Kubiya Runner Helm Chart
Deploy and manage Kubiya Runners in your Kubernetes cluster using the official Helm chart.
The kubiya-runner Helm chart is the recommended way to deploy runners in production environments. It provides a fully configured, scalable deployment with monitoring and security best practices.
Chart Name : kubiya-runner
Repository : https://charts.kubiya.ai
Current Version : 0.6.84
App Version : 0.6.84
Kubernetes Version : >=1.19.0-0
Quick Start
# Add Kubiya Helm repository
helm repo add kubiya https://charts.kubiya.ai
helm repo update
# Install the runner
helm install my-runner kubiya/kubiya-runner \
--namespace kubiya \
--create-namespace \
--set organization="my-org" \
--set uuid="your-runner-uuid" \
--set nats.jwt="your-jwt-token"
Prerequisites
Kubernetes : 1.19+
Helm : 3.0+
Resources :
Minimum 4 CPU cores
8GB RAM
50GB storage
Network : Outbound HTTPS access
NATS Credentials : JWT tokens from Kubiya platform
Registry Access : Access to Kubiya container registry
Architecture Overview
Components
Core Components
Agent Manager
Image : ghcr.io/kubiyabot/agent-manager:v0.1.14
Purpose : Manages Kubiya agents lifecycle
Key Features :
Agent registration and discovery
Health monitoring
Automatic scaling
NATS communication
Image : ghcr.io/kubiyabot/tool-manager:v0.3.17
Purpose : Executes tools and integrations
Key Features :
Container-native tool execution
SDK server integration
Resource isolation
Multi-language support
Kubiya Operator
Image : ghcr.io/kubiyabot/kubiya-operator:runner_v2
Purpose : Manages operational aspects
Key Features :
Configuration management
Secret rotation
Component orchestration
Workflow Engine
Image : ghcr.io/kubiyabot/workflow-engine:main
Purpose : Orchestrates workflow execution
Key Features :
DAG execution
State management
Event streaming
Monitoring Components
Grafana Alloy
Image : grafana/alloy:v1.5.1
Purpose : Metrics collection and forwarding
Features :
Prometheus-compatible scraping
Azure Managed Prometheus integration
OTEL support
Data processing pipelines
Kube State Metrics
Image : registry.k8s.io/kube-state-metrics/kube-state-metrics:v2.14.0
Purpose : Kubernetes resource metrics
Scope : Namespace-limited by default
Configuration
Minimum Required Values
Create a values-override.yaml
file:
# Required: Organization configuration
organization : "my-company"
uuid : "679adc53-7068-4454-aa9f-16df30b14a50"

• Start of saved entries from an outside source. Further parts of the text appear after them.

PR #1537, opened 2018-03-27
specify staging control but skip it in ansible runs

dannyroberts:
Followup to https://github.com/dimagi/commcare-cloud/pull/1517 that still lets us run `cchq staging ssh control`, `cchq --control staging fab deploy`, etc.

### DIFF
--- a/environments/staging/inventory.ini
+++ b/environments/staging/inventory.ini
@@ -46,5 +46,9 @@ hqriak00-staging.internal-va.commcarehq.org
 hqriak01-staging.internal-va.commcarehq.org
 
 [control]
+control.internal-va.commcarehq.org
 
 [pg_standby]
+
+[ansible_skip:children]
+control
--- a/commcare-cloud/commcare_cloud/commands/ansible/ansible_playbook.py
+++ b/commcare-cloud/commcare_cloud/commands/ansible/ansible_playbook.py
@@ -11,7 +11,7 @@ from commcare_cloud.commands.ansible.helpers import (
     get_user_arg)
 from commcare_cloud.commands.command_base import CommandBase
 from commcare_cloud.commands.shared_args import arg_inventory_group, arg_skip_check, arg_quiet, \
-    arg_branch, arg_stdout_callback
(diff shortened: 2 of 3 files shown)


environments/staging/inventory.ini
```diff
@@ -46,5 +46,9 @@ hqriak00-staging.internal-va.commcarehq.org
 hqriak01-staging.internal-va.commcarehq.org
 
 [control]
+control.internal-va.commcarehq.org
 
 [pg_standby]
+
+[ansible_skip:children]
```
emord: Do you see this being used elsewhere? It feels like this adds a bit of complexity for something that's fairly unnecessary.

Any reason to not solve this by making a different staging server control?

dannyroberts: Yeah, I don't know, but I could totally see a third party setting up a number of different monoliths for different customers and using the control machine for all of them. Not that that's great security-wise. But yeah, I don't know. Just for the specific problem at hand, this seemed like an easier solution to me than setting up a new server and telling everyone to set up either control machine envs again.

dannyroberts:
I should also say, though it's a small thing, that this approach does technically solve a problem in `after-reboot` behavior, that if you specified `--limit` there (in addition to the required `inventory_group` positional arg), one or the other of those two would arbitrarily win; now it does the intersection of the two, which though rare, is almost certainly what someone would mean if they did that.

environments/staging/inventory.ini
emord: > setting up a new server

I was originally thinking just reusing an already used server, not provisioning a new one. (we reuse kafka0 as the "control" on ICDS, so there's precedent)

Anyways, I'm likely not the person to be commenting on this since I'm still stuck in my ways and only use cchq for ansible deploying stack

dannyroberts:
Ah, I see. Well, I'm going to go with this since I foresee this working well enough, but if it becomes awkward and/or if excluding this way causes bizarre behavior of some sort, then happy to revert and go the route you suggest.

# Required: NATS configuration
nats :
jwt : "eyJ0eXAiOiJKV1QiLCJhbGc..." # Primary JWT token
secondJwt : "eyJ0eXAiOiJKV1QiLCJhbG..." # Secondary JWT token
subject : "kubiya.agents.my-company"
serverUrl : "nats://connect.ngs.global"
# Required for monitoring: Azure Prometheus
alloy :
alloy :
extraEnv :
- name : AZURE_REMOTE_WRITE_URL
value : "https://your-prometheus.azureprometheus.io/api/v1/write"
- name : AZURE_CLIENT_ID
value : "your-client-id"
- name : AZURE_CLIENT_SECRET
value : "your-client-secret"
- name : AZURE_TOKEN_URL
value : "https://login.microsoftonline.com/your-tenant/oauth2/v2.0/token"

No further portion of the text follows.